* **Task requirements**
The line holding "This case study" and every line after it through the end of the entries below: retype these exactly and nothing more.

* **Stored data**
PR #186, opened 2023-05-01
Added SWG polarizer case study

tomflexcompute:
Could you guys review this SWG polarizer case study? Thanks in advance.


lucas-flexcompute (approved):
Looks great! I have only a couple of points regarding the introduction:
1. I wouldn't use the word "novel". The example (and design) will get older and we probably don't want to revisit the examples to change that.
2. I always prefer the DOI links (https://doi.org/10.1364/PRJ.7.001432 in this case), because they are future-proof. In fact, I would format the reference as `Hongnan Xu, Daoxin Dai, and Yaocheng Shi, "Anisotropic metamaterial-assisted all-silicon polarizer with 415-nm bandwidth," *Photon. Res.* 7, 1432-1439 (2019), [DOI: 10.1364/PRJ.7.001432](https://doi.org/10.1364/PRJ.7.001432)`, that is with the journal title emphasized and the link only over the DOI.
3. It's probably a good idea to describe the acronym SWG on the first use. I've see it being used in other context with different meanings ("strip waveguide", "silicon waveguide", etc)

e-g-melo (approved):

PR #188, opened 2023-05-08
Added tmm demo case using a directional coupler example

tomflexcompute:
This case study breaks down into two parts. The first part is using transfer matrix to analyze the directional coupler design and get an estimate of the transmission. However, I found the equations in the original paper problematic. In the notebook, I used equations that I think are correct and the result also makes sense. More specifically, the paper uses
image
but I don't see why we should use the inverse matrix of `$P_t$` instead of just `$P_t$`. Please double check if you have time and let me know what you think.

* **Response to the task**
This case study breaks down into two parts. The first part is using transfer matrix to analyze the directional coupler design and get an estimate of the transmission. However, I found the equations in the original paper problematic. In the notebook, I used equations that I think are correct and the result also makes sense. More specifically, the paper uses
image
but I don't see why we should use the inverse matrix of `$P_t$` instead of just `$P_t$`. Please double check if you have time and let me know what you think.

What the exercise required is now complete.